Злой и униженный, я не нашел ничего лучше, чем достать пистолет и направить на него.
D. отсмеялся, оставив нам тонкую сардоническую улыбку, и раскинул руки, будто приглашая к выстрелу. Я заморгал, сбитый с толку. Почему он это делает? И всегда остается безнаказанным. Почему… неужели Бог не оставил на дьявола никакую управу?
Потеряв решимость, я упрямо взвел курок, а потом… просто швырнул в него оружием. Целился в голову, но промазал на добрых полметра. Чуть не заревел от досады.
— Ты… вы… ненавижу вас. Убил бы, если б мог. Замучил бы, подверг всевозможным пыткам, истязал бы долго… бесконечно долго, — я спрятал лицо в ладонях. Я на последнем взводе, последнем пределе, еле сдерживаюсь, чтобы не вцепиться ему в глотку еще раз. И, быть может, задушить. Ну может ведь получиться, мать вашу?!
— Не старайся причинить мне боль, дружок. У меня нет средств, чтобы чувствовать ее, она вся уйдет моему брату. Ты хочешь этого? Мои раны появятся на Ангеле. И дыры от пуль, и порезы, и укусы. Самые маленькие царапины. Поэтому я не могу позволить тебе ранить меня.
Он медленно поднялся на ноги и прошел мимо меня. Прошел мимо Бэла. Я так и сидел, закрывшись ладонями, я не видел, как он уходил.

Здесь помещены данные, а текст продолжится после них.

PR #90, opened 2025-07-11
UI Updates

packardbell95:
This PR does the following:
- Integrated gaming details into to new UI structure
- Fixed render issue after falling through a floor and dying
- Stopped NPCs from also vocalizing in addition to screaming with a sound effect when getting blown up with C4
- Integrating party member data and behavior into the `player` object
- Adding party member buttons
    - "Talk" talks to a living NPC without requiring text input
    - "Release" immediately boots an NPC out of the party
- Changed the article of the Alaska Raisins
    - "You bought/sold some Alaska Raisins..." rather than "You bought/sold Alaska Raisins..."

Он мог поцеловать Бальтазара за моей спиной, облизать, сожрать, убить, увести за собой… все, что угодно. А я просто сидел. И мои плечи содрогались от рыданий.
— Стю, — нет, Бэл остался. Провернул ключ в замочной скважине, со стуком положил на тумбочку и наклонился ко мне, сев на корточки. — Малыш… прости меня.
— Я перестал что-либо понимать. Вообще, в принципе. За что ты просишь прощения?
Он попытался отнять мои руки от лица, но я не дал. Он вздохнул.
— Командир отпустил меня из изолятора, это верно. Но вовсе не потому, что я пригрозил разорвать себе вены зубами. Он отпускал меня к тебе без всяких наказаний или ограничений. Но я струсил. Я не представлял, как расскажу тебе правду. Это жалко, но я до усрачки испугался твоей реакции… того, что ты уйдешь от меня. Стюарт, ты меня ненавидеть должен, а не его. Я попросил D., я связал его уговором. И он пообещал позаботиться о тебе, уладив все вместо меня. Сказал, что я смогу подойти, когда он закончит. Когда ты узнаешь всё, и при условии, что не разорвешь со мной отношения. Мы проговорили схему диалога, но, не удовлетворенный этим в приступе маниакальной тревоги, я проработал все от начала до конца вплоть до мелочей. Я попросил наиболее полно передать мою биографию. Все выраженные им чувства были изображены с помощью командира А., со стопроцентной точностью, неотличимо от моих.